Przeterminowane narzędzia chirurgiczne, brak izolatki, a także stanowisk do pielęgnacji niemowląt i specjalnego pomieszczenia w sali operacyjnej, gdzie lekarze powinni myć ręce i zmieniać fartuchy - to niektóre uchybienia, jakie wykrył sanepid w prywatnej krakowskiej klinice ginekologiczno-położniczej "Spes". O tym, że Narodowy Fundusz Zdrowia z dnia na dzień zerwał kontrakt z tym szpitalem, pisaliśmy wczoraj TUTAJ.
Na liście sporządzonej przez inspektorów, która liczy dziesięć kartek, znalazło się 28 wykroczeń. Zdaniem Anny Armatys, rzeczniczki sanepidu, w tej placówce mogło dojść do katastrofy.

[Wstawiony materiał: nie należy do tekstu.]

PR #10525, opened 2026-01-31
fix(fms): fms crash after enabling alternate

tracernz:
Fixes #[issue_no]

## Summary of Changes

Some legs were left behind in the alternate plan after enabling alternate as deleteAlternateFlightPlan did not properly clear it. This was partially because the enroute legs were not deleted, and partially because of the hack to use the primary plan destination as the origin airport for the alternate. The hack provides only a very tiny perf improvement while increasing complexity quite a lot (especially that getter is quite a footgun, and it would get even more complex to properly erase the alternate plan...), and caused other observable side-effects, so I elected to remove it as the easiest fix. I also re-ordered the alternate delete operations to be a little safer, and I actually saw exceptions from the airports being unset first while some things tried to use them to work with the legs still in the plan. I also fixed the type safety issues/bugs in some of the files while doing that which helped me find some of the issues with ALTN. I also added some code to clear the procedure arrays when the approach (for vias) or related airport is removed.

## Additional context

## Testing instructions

Create a flight plan and alternate flight plan. Ensure you are able to select the correct procedures at both the origin and destination in the primary and primary alternate flight plans. Activate the alternate and ensure the LNAV still works.


Benjozork (approved):

BravoMike99:
Dev team QA report

Object of testing : #10525 
Aircraft          : A32NX
Simulator         : 2020
Tier of Testing   : 1
Date              : 11/02/2026

Testing Process: 
Inserted LPBJ as departure and arrival & LPPT as alternate.
Checked that procedures could be selected in origin and destination in both primary and alternate flightplans.
Took off and enabled alternate and verified LNAV works. Performed a direct TO afterwards and it kept working with no issues.

Testing Results: 
Passed

PR #10537, opened 2026-02-04
fix(atc): interval leak when getting multiple handovers

Saschl:
Fixes #[issue_no]

## Summary of Changes

In rare cases (when getting multiple handover messages and having previous unanswered messages), the intervals which check for pending messages are not cleared properly, causing spam of LOGON/LOGOFF messages due to the leaking interval which is never cleared.

The issue was appearing with SayIntention CPDLC, and I added the case that caused the issue in the PR itself, as the condition is a bit complicated (at least for me :D)

## Additional context

      Cancel any existing handover interval before starting a new one.
     
      If a second HANDOVER arrives while the first interval is still polling
      (waiting for open messages to clear), the first interval becomes orphaned — it keeps
      running but its handle is lost when we overwrite this.handoverInterval.
     
      Once all messages are answered, BOTH intervals fire their setTimeout callbacks,
      causing repeated LOGOFF/LOGON every second. As the first interval is orphaned, it keeps running forever
     
      Example scenario:
        17:48:52  EDWW→SAS688  msg 32: "EXPECT MONA5A…" (requires R response)
        17:49:18  EDWW→SAS688  HANDOVER @EDGG  ← starts interval #1, does not clear as msg 32 is still open
        17:52:37  EDWW→SAS688  HANDOVER @EDWW  ← overwrites handle, interval #1 orphaned
        17:56:09  EDWW→SAS688  msg 4: "CONTACT BREMEN RADAR ON 123.225" (requires response)
        17:57:25  SAS688→EDWW  ROGER to msg 32 -> cleared
        18:00:07  SAS688→EDWW  WILCO to msg 4 -> cleared
        18:00:24  LOGOFF/LOGON spam starts (orphaned interval #1 fires infinitely)
     

## Testing instructions

1. Difficult to test as the preconditions are hard to reproduce. Make sure handovers work as expected.

### DIFF
--- a/.github/CHANGELOG.md
+++ b/.github/CHANGELOG.md
@@ -70,6 +70,8 @@
 1. [A32NX/FWS] Fixed stall warning not working - @tracernz (Mike)
 1. [A380X/MFD] Add initial implementation of D-ATIS page in ATCCOM - @heclak (Heclak)
 1. [A32NX/FWS] Fixed takeoff memo not working in flight phase 9 (after landing) - @tracernz (Mike)
+1. [A380X/FUEL SYSTEM] Fixed inner tank transfer not starting in certain circumstances - @donstim (donbikes)
+1. [A32NX/FADEC] Fixed the PFD showing MAN FLX instead of MAN MCT post A/THR engagement after takeoff - @FozzieHi (Fozzie)
 
 ## 0.14.0
 
--- a/.github/workflows/ingamepanels-checklist-fix.yml
+++ b/.github/workflows/ingamepanels-checklist-fix.yml
@@ -17,6 +17,8 @@ jobs:
     if: github.repository_owner == 'flybywiresim'
     name: 'Build InGamePanels Checklist Fix'
     runs-on: ubuntu-latest
+    permissions:
+      contents: read
     env:
       FBW_PRODUCTION_BUILD: 1
       MASTER_ZIP_NAME: ingamepanels-checklist-fix-master.zip
--- a/.github/workflows/localization.yml
+++ b/.github/workflows/localization.yml
@@ -9,6 +9,9 @@ jobs:
   localization-update:
     runs-on: ubuntu-latest
     if: github.repository_owner == 'flybywiresim'
+    permissions:
+      contents: write
+      pull-requests: write
     steps:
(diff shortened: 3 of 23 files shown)


fbw-common/src/systems/datalink/atc/src/ATC.ts
tracernz: Missing a null check?

tracernz: This does not get cleared if something happens in between, and it will still run and mutate state even though it's from an older handoverInterval.

Saschl:
> Doing this stuff with setInterval/setTimeout gives you lots of scope to shoot yourself in both feet 😁 . It might be simpler to just have a dumb loop checking if simtime reached a threshold to do each thing.

I don't disagree, this bug is proof enough :D

fbw-common/src/systems/datalink/atc/src/ATC.ts
```diff
@@ -514,15 +516,28 @@ export class Atc {
       return AtsuStatusCodes.SystemBusy;
     }
 
+    // Cancel any existing handover interval and timeout before starting a new one.
+    if (this.handoverInterval !== null) {
+      clearInterval(this.handoverInterval);
+      this.handoverInterval = null;
+    }
+
+    if (this.handoverTimeout != null) {
```
tracernz:
```suggestion
    if (this.handoverTimeout !== null) {
```
Dunno if falsy values like 0 are legal timer IDs, but just in case.

Saschl: Grr, that wasn't intended (too much Java lately :P). Will fix

Saschl:
Dev Team QA report (Testing own PR as the change is relatively small with low impact)

Discord Username : saschl
Object of testing : https://github.com/flybywiresim/aircraft/pull/10537
Aircraft : A32NX
Simulator : 2024
Tier of Testing : 1
Date : 09/02/2026

Testing Process:
Performed flight EDDM - EGLL with CPDLC. Handovers are registered and LOGOFF/LOGON messages are being sent. No spam could be observed

Testing Results:
Passed

PR #10472, opened 2026-01-09
feat(a380x): fuel penalty

BravoMike99:
Fixes #[issue_no]

## Summary of Changes

Adds fuel Penalty function
Updates DATA/STATUS page layout to batch 7.
Removes TMPY and EO page headers showing in pages where they shouldn't show.
Changes minimum fuel value computed by predictions to -35 tons instead of 0.
Increases font size of top tab navigator titles on the MFD.

## Screenshots (if necessary)

Before:
imagem

After:
Penalty

## Additional context

Discord username (if different from GitHub): bruno_pt99

## Testing instructions

Play around with the fuel penalty input field in the DATA/STATUS  MFD page and check that it accepts numbers up to 3 digits with a decimal (NNN.N). An optional + leading sign can also be used(+NNN.N). Anything else should give FORMAT ERROR (0.01, 9.02, 100.00, AAA.A etc).
Insert a valid fuel penalty (> 0 < 999.9). Verify PENALTY white on the page title section only appears in the following pages:
DATA/STATUS, FUEL & LOAD, F-PLN, HOLD
Verify that the fuel penalty has affected the fuel predictions (F-PLN/FUEL & LOAD page) close to the inserted value.
Delete a fuel penalty or insert a value of 0, the label should disappear and all go back to normal.
Do a quick pattern with fuel penalty inserted, check that it is deleted once the fms changes to the done phase.

TMPY:
Create a TMPY flightplan and check that the "TMPY" label only appears on the top of the MFD on the following pages:
DIR TO, FIX INFO, Revision pages (Airways, HOLD, STEP ALTS/ALT CSTR/SPD CSTR, DEPARTURE, ARRIVAL). PERF, INIT, FUEL & LOAD & F-PLN.
Check that the black bars located on top of the MFD next to where TMPY label appears, do not appear on a page outside the FMS (surveilance page for example)

## How to download the PR for QA

Every new commit to this PR will cause new A32NX and A380X artifacts to be created, built, and uploaded.

1. Make sure you are signed in to GitHub
1. Click on the **Checks** tab on the PR
1. On the left side, find and click on the **PR Build** tab
1. Click on either **flybywire-aircraft-a320-neo**, **flybywire-aircraft-a380-842 (4K)** or **flybywire-aircraft-a380-842 (8K)** download link at the bottom of the page

PR #10542, opened 2026-02-07
fix(fms): fix estimated fuel at destination being -35t

BlueberryKing:
Fixes #[issue_no]

## Summary of Changes

Fixes an issue where VNAV used a destination EFOB of -35t for its calculations after https://github.com/flybywiresim/aircraft/pull/10472. This would result in a ridiculuously low weight estimation and a steep descent path. I think the effect would only be seen if the descent path was recomputed during the descent, i.e if the flight plan route or PERF APPR values were changed.

## Screenshots (if necessary)

An example where the VNAV path was still at ~10'000 ft while only about 20 NM out.
image

## Additional context

## Testing instructions

Enter a normal route, make sure vertical predictions look ok. Take off, start your descent normally. Then force a recomputation of the descent path by changing the destination QNH or temperature on the PERF APPR page. Make sure the yoyo is still in a resonable place (based on a simple 3° calculation for example). Make sure the DECEL point is sensible.

### DIFF
--- a/fbw-a32nx/src/systems/instruments/src/MCDU/legacy/A32NX_FMCMainDisplay.ts
+++ b/fbw-a32nx/src/systems/instruments/src/MCDU/legacy/A32NX_FMCMainDisplay.ts
@@ -3604,8 +3604,8 @@ export abstract class FMCMainDisplay implements FmsDataInterface, FmsDisplayInte
   }
 
   /**
-   *
-   * @returns {number} Returns estimated fuel on board when arriving at the destination (in tonnes)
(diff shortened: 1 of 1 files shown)


tracernz:
Dev Team QA report

Discord Username  : tracernz
Object of testing : #10542
Aircraft          : A32NX 
Simulator         : 2024
Tier of Testing   : 1
Date              : 08/02/2026 

Testing Process: 
Performed part of a flight NZCH/NZWN. Edited some approach profile params during the descent and inspected the relevant code in the debugger. All looks good.

Testing Results: 
Passed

- To nie są żarty - zaznacza rzeczniczka. - Klinika nie spełnia elementarnych norm sanitarno-epidemiologicznych i stanowi zagrożenie dla zdrowia i życia pacjentów - przekonuje.
Z kontroli inspektorów wynika, że położnice były rozlokowane w całym budynku. W szpitalu nie ma wydzielonego oddziału, gdzie powinny przebywać pacjentki. Do sali operacyjnej wchodzi się bezpośrednio z korytarza. Zakazano więc wykonywania zabiegów, po których pobyt w szpitalu przekracza jedną dobę.

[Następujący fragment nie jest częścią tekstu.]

PR #10550, opened 2026-02-09
feat(a32nx/fwc): Add ENG REV SET master caution

FozzieHi:
## Summary of Changes

A small PR (for a change) which adds the `ENG REV SET` master caution, which triggers when the throttle TLA is moved into reverse whilst in flight.

To do this I have had to remove a clamp in `ThrottleAxisMapping.cpp`, which limited the throttle TLA whilst in flight to a minimum of 0. This was added 5 years ago, and may have been to prevent actual reverser deployment back then. Now we have other checks to prevent reverser deployment in flight, such as below which checks that the gear is compressed from the LGCIU:
https://github.com/flybywiresim/aircraft/blob/c4b9e42ce20cabf328b5d8452e9a61f5bcdff641/fbw-a32nx/src/wasm/systems/a320_systems/src/hydraulic/mod.rs#L5910-L5911

## Screenshots (if necessary)

Screenshot 2026-02-08 225848

## Additional context

## Testing instructions

1. Takeoff, then try and deploy the reversers in flight, check that the `ENG REV SET` master caution triggers.

**Bonus points:**
1. Set-up for a normal landing, deploy the reversers around 30ft from the ground.
2. Check that the master caution again triggers, and disappears when the main gear contacts the ground.

### DIFF
--- a/fbw-common/src/systems/datalink/atc/src/ATC.ts
+++ b/fbw-common/src/systems/datalink/atc/src/ATC.ts
@@ -51,6 +51,8 @@ export class Atc {
 
   private handoverInterval: number = null;
 
+  private handoverTimeout: number = null;
+
   private handoverOngoing = false;
 
   private currentAtc = '';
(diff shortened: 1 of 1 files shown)


fbw-common/src/wasm/fbw_common/src/ThrottleAxisMapping.cpp
```diff
@@ -253,11 +253,6 @@ void ThrottleAxisMapping::setCurrentValue(double value) {
     newTLA = thrustLeverAngleMapping.get(value);
   }
 
-  // ensure not in reverse when in flight
-  if (inFlight) {
```
BravoMike99, line 257: Does this also affect the 380x? If so, maybe the caution should be added there too if it doesn't take too much work.

FozzieHi: I assume it does given it's in common, and the A380 also checks for the compressed data from the LGCIU:
https://github.com/flybywiresim/aircraft/blob/c4b9e42ce20cabf328b5d8452e9a61f5bcdff641/fbw-a380x/src/wasm/systems/a380_systems/src/reverser/mod.rs#L99-L101

I'm happy to add it to the A380 as well, assuming it's the same implementation. That said, we could have removed this in its own PR without adding any cautions and it would have no impact on actual reverser deployment, so I wouldn't say it's needed.

BravoMike99: Just making sure, good to go then. Can be left for the future

Jonny23787:

Discord Username  : jonny_23
Object of testing : #10550 
Aircraft          : A32NX
Simulator         : 2024
Tier of Testing   : 1
Date              : 11/02/2026

Testing Process: 

1. Performed a take off, set thrust levers to reverse, confirmed ENG REV SET procedure appeared.
2. Setup for landing, at 30ft set thrust levers to reverse, ENG REV SET appeared and disappeared after MLG touchdown.

Testing Results: 
Passed

tracernz:
We should probably have checked that the reversers don't actually deploy in the air as part of the tests. I expect they won't, but just in case since we removed some code relating to that.

Jonny23787:
I don't think they did, at least on the EWD

FozzieHi:
I should have added that to the testing notes, but I did check on both the A32NX and A380X that they didn't.

PR #10553, opened 2026-02-11
ci: limit concurrency of qa config workflows

FoxtrotSierra6829:
## Summary of Changes

If timing is unfortunate, right now, there can be cases where two workflows try to modify the QA configuration at the same time. Whichever workflow writes later wins, while the other one's changes will get overridden. This is because modifying the file takes a short time and changes done by one workflow will not be taken into account if the other workflow has already copied the file from the server. To mitigate this, anti-concurrency measures are necessary.
Unfortunately, GitHub cannot handle workflows in a linear manner. Even using the built-in concurrency feature using a custom group, there can ever only be one active workflow and one waiting workflow. All other triggered workflows will simply cancel the already waiting one. 
So this is a solution where a lockfile gets created to protect against other workflows trying to modify the same file. When a workflow is done modifying it, it will release the file again.

## Additional context

### DIFF
--- a/.github/workflows/pr-updated.yml
+++ b/.github/workflows/pr-updated.yml
@@ -32,6 +32,7 @@ jobs:
             region = auto
             EOF
       - name: Lock QA config
+        if: github.event.pull_request.auto_merge == false
         run: ./scripts/acquire_lock.sh installer/qa-config/.lock
       - name: Update QA config entries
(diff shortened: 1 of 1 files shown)


FoxtrotSierra6829:
Hey @Gurgel100 please read the PR description😄

PR #310, opened 2020-12-07
fix: fixes (mem leaks, progress tracking)

salmanm:
- Fixed event emitter memory leaks
- Fixed progress tracker for workers mode

### DIFF
--- a/.taprc
+++ b/.taprc
@@ -2,5 +2,5 @@ esm: false
 ts: false
 jsx: false
 flow: false
-timeout: 500
+timeout: 900
 coverage: true
--- a/lib/init.js
+++ b/lib/init.js
@@ -38,7 +38,7 @@ function _init (opts, tracker, cb) {
       return cbPassedIn ? cb(err) : setImmediate(() => tracker.emit('error', err))
     }
 
-    setImmediate(() => tracker.emit('done', result))
+    tracker.emit('done', result)
     cb(null, result)
 
     if (!err && opts.json) {
--- a/lib/runTracker.js
+++ b/lib/runTracker.js
@@ -10,10 +10,6 @@ function runTracker (opts, tracker, cb) {
 
   run(opts, tracker, cb)
 
-  process.once('SIGINT', () => {
-    tracker.stop()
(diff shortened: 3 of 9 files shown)


lib/init.js
```diff
@@ -38,7 +38,7 @@ function _init (opts, tracker, cb) {
       return cbPassedIn ? cb(err) : setImmediate(() => tracker.emit('error', err))
     }
 
-    setImmediate(() => tracker.emit('done', result))
```
salmanm, line 41: `setImmediate` is not needed here because unlike `error` case, we'll reach at this point only after enough delay so that the consumer would get time to bind the events.

and the for removing is so `done` fires instantly and progress tracker gets a chance to clear the cli progress/spinner **before** anyone writes anything in the output.

lib/runTracker.js
```diff
@@ -10,10 +10,6 @@ function runTracker (opts, tracker, cb) {
 
   run(opts, tracker, cb)
 
-  process.once('SIGINT', () => {
```
salmanm, line 13: This was the cause for mem leak warning in the console.
It wasn't a use-case issue though. It was coming from wasm.test.js where we're running LOTS of parallel tests and each one was binding this SIGINT event.

.taprc
```diff
@@ -2,5 +2,5 @@ esm: false
 ts: false
 jsx: false
 flow: false
-timeout: 500
+timeout: 900
```
salmanm, line 5: May be this is not ideal, but in [some tests](https://github.com/mcollina/autocannon/blob/master/test/httpClient.test.js#L580) we're waiting for a couple of seconds which may be messing up with tap timeouts on windows.

salmanm: Fails after 3 mins even though the timeout is 15 mins now. I'll investigate more.

salmanm: Splitting some tests into multiple blocks in test/runRate.test.js seems to have fixed the issue.
_Or may be it's appearing as so._ 😅

mcollina (approved):
lgtm

PR #313, opened 2020-12-09
fix: attempt to fix intermittent test failures

salmanm:
Builds are still not very stable on windows CI.
Although we tried running on windows machine locally but could never see a test fail.

### In `httpClient.test.js`

It seems like these two tests in `httpClient.test.js` are failing intermittently. 

- client should emit a timeout when no response is received
- client should emit 2 timeouts when no responses are received

This PR increases wait time from 2500 to 2800, just so slow windows boxes don't choke up. 

### in `runRate.test.js`

All 3 scenarios of the following test are failing intermittently. 

- run should only send the expected number of requests per second

I presume the `duration` may be coming as slightly more than 4.5 seconds due to slow windows box and becomes `5` due to `Math.round`. But we're asserting it with `4`, so I've changed it to `Math.floor` instead.

### DIFF
--- a/test/httpClient.test.js
+++ b/test/httpClient.test.js
@@ -563,7 +563,7 @@ test('client should emit a timeout when no response is received', (t) => {
     t.ok(1, 'timeout should have happened')
   })
 
-  setTimeout(() => client.destroy(), 1500)
+  setTimeout(() => client.destroy(), 1800)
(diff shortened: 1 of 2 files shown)


mcollina (approved):
lgtm, might be the right time!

Andrzej Bałasz, dyrektor kliniki, zgadza się ze wszystkimi zarzutami. Zastanawia się jedynie, dlaczego inspektorzy sanepidu dopiero w tym roku zaczęli interesować się jego placówką.

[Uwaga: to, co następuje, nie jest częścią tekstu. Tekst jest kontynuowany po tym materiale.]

Issue #315, opened 2020-12-14
Avg latency is wrong when using pipelining


simoneb:
This was apparently addressed in a very old issue #15 but I am still seeing something wrong with latency when pipelining is used, especially in AVG. This is unless I'm interpreting the number wrong. I assume latency is the time a request takes to complete, as described in the docs.

Here's my web app:

```
const http = require("http");

http
  .createServer(function (req, res) {
    setTimeout(function () {
      res.end("hello world");
    }, 500);
  })
  .listen(3000);
```

And here's autocannon's output without and then with pipelining:

```
# without pipelining

autocannon http://localhost:3000
Running 10s test @ http://localhost:3000
10 connections

┌─────────┬────────┬────────┬────────┬────────┬───────────┬─────────┬────────┐
│ Stat    │ 2.5%   │ 50%    │ 97.5%  │ 99%    │ Avg       │ Stdev   │ Max    │
├─────────┼────────┼────────┼────────┼────────┼───────────┼─────────┼────────┤
│ Latency │ 499 ms │ 513 ms │ 522 ms │ 523 ms │ 510.27 ms │ 6.47 ms │ 523 ms │
└─────────┴────────┴────────┴────────┴────────┴───────────┴─────────┴────────┘
```

```
# with pipelining

autocannon http://localhost:3000 -p 2
Running 10s test @ http://localhost:3000
10 connections with 2 pipelining factor

┌─────────┬──────┬──────┬────────┬────────┬───────────┬───────────┬────────┐
│ Stat    │ 2.5% │ 50%  │ 97.5%  │ 99%    │ Avg       │ Stdev     │ Max    │
├─────────┼──────┼──────┼────────┼────────┼───────────┼───────────┼────────┤
│ Latency │ 0 ms │ 0 ms │ 527 ms │ 528 ms │ 256.62 ms │ 256.65 ms │ 530 ms │
└─────────┴──────┴──────┴────────┴────────┴───────────┴───────────┴────────┘
```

- Działamy na rynku nie od 2-3 miesięcy, tylko od dziesięciu lat. Otrzymaliśmy certyfikaty jakości od dwóch niezależnych zewnętrznych firm, oceniających jakość usług i działalność szpitali. Przez ten czas nie zarejestrowano żadnego zgonu pacjentki, noworodka, ani zakażenia śródszpitalnego. Żadna klinika w Krakowie nie może pochwalić się takimi statystykami, mimo że spełniają wszystkie normy - dodaje.
Potwierdzają to pacjentki. Po naszym wczorajszym tekście, w redakcji rozdzwoniły się telefony. Kobiety zachwalają szpital. Magda Kaczkowska w "Spes" urodziła dwoje dzieci. Syn ma już 2,5 roku, a córeczka 10 miesięcy.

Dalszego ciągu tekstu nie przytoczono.